知りたい!サイエンス
なぞの宝庫・南極大陸 100万年前の地球を読む
- 飯塚芳徳,澤柿教伸,杉山慎,的場澄人 著
- 定価
- 1,738円(本体1,580円+税10%)
- 発売日
- 2008.10.30[在庫なし]
- 判型
- 四六
- 頁数
- 200ページ
- ISBN
- 978-4-7741-3661-5
サポート情報
概要
南極点に人類が初めて到達してからほぼ百年。一年中雪と氷に覆われている南極は厳しい自然環境ゆえに今も人間活動が限られたままです。地球環境問題が毎日報じられる中,南極はそれに最も敏感に反応するといわれ,氷床が融解するのではという危惧も広まっています。本書はそのような南極の全体像を俯瞰し,大地と雪氷にどのような悠久の地球史が記されているかについて解説します。
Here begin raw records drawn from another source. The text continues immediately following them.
PR #256, opened 2017-09-26
flatpak: Improve performance of refining an app's state

joaquimrocha:
Instead of listing the installed refs and trying to match the app there,
it instead looks for the app's installed ref directly (which lets
Flatpak manage how to look for it and is much faster).

From some measurements this makes refining apps about 2x faster.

南極は絶え間ない地球規模の環境変動によって形成されてきたものであり,またそれ自身が地球全体の環境にも影響を与え返していることがわかります。
こんな方にオススメ
- 南極に興味がある方
- 地球環境や古気候に興味がある方
- 固体地球物理や惑星形成について興味がある方
目次
第1章 南極大陸を3次元で見る
- 9世紀まで人跡未踏であった南極大陸の素顔
- 氷床の下に隠された100以上の湖
第2章 南極大陸の歴史を俯瞰する
- ゴンドワナ大陸から南極大陸へ
- どこまでも南を目指す男たち
- 南極を目指した日本人探検家白瀬矗
- 氷床コアが象徴する南極観測の技術
第3章 南極氷床はどんな世界か
- 南極大陸の氷の増え方と減り方
- 厚さ数千メートルの氷が“流れる”しくみ
- 雪は数千年をかけて氷に生まれ変わる
- 南極氷床の氷の量を測定する試み
第4章 氷床から過去の地球環境を復元する
- 厚さ3000メートル以上の氷床を掘り出す
- 過去数十万年の中で現在は温暖な時代
- 1万8000年前の複雑な温暖化と寒冷化
- 地球の気候変動はなぜ起こるか?
第5章 南極に秘められた地球史
- 南極大陸はなぜ「砂漠」と呼ばれるのか
- 日本隊が掘り出した深さ3000メートルの氷コア
- ローレンタイド氷床とアガシ湖
- 氷床が融けると世界の海面はどれだけ上昇するか
プロフィール
飯塚芳徳
北海道大学低温科学研究所研究員。博士。1974年生まれ。総合研究大学院大学博士課程修了。専門は雪氷学(氷床コア解析)。数十万年スケールの古環境復元を目的として,南極やグリーンランド氷床で掘削された氷コアの物理・化学解析学的な研究を進めている。とくに氷に含まれるマイクロスケールの不純物の組成・物性をどのように数十万年スケールの古環境復元に応用するかに注目している。
澤柿教伸
北海道大学大学院地球環境科学研究院助教。博士(環境科学)。1966年生まれ。北海道大学大学院環境科学研究科博士課程修了。氷河学と地質学の境界領域である「氷河地質学」を専攻。この分野では日本人としては数少ない専門家の一人。第34次および第47次南極地域観測隊員として昭和基地で越冬。氷底水流と南極氷床の安定性に関する問題を追究し,氷の下の地質現象からダイナミックな氷河像を復元することを目指している。
杉山慎
北海道大学低温科学研究所講師。博士(地球環境科学)。1969年愛知県生まれ。1993年大阪大学基礎工学研究科修士課程修了。1993~97年信越化学工業で光通信用デバイスに関する研究開発に従事。1997年より2年間青年海外協力隊に参加し,ザンビア共和国の高等学校で理数科教師。2000年より北海道大学地球環境科学研究科博士課程にて氷河の研究を始め,2003年に博士課程修了。スイス連邦工科大学に研究員として勤務の後,2005年より現職。2007~08年の日本・スウェーデン共同トラバース隊による南極氷床調査など多様な氷床・氷河の調査に参加。
的場澄人
北海道大学低温科学研究所環オホーツク観測研究センター助教。博士。1970年三重県生まれ。京都大学理学部卒業,同大学院理学研究科修了,総合研究大学院大学極域科学専攻博士課程卒業。専門は山岳氷河コアを用いた古環境の復元。2000年犬ソリによる北西グリーンランド広域積雪調査,2004年中華人民共和国・七一氷河調査,2006年カムチャツカ・イチンスキー氷河調査,2008年アラスカ・オーロラピーク氷河調査などに参加。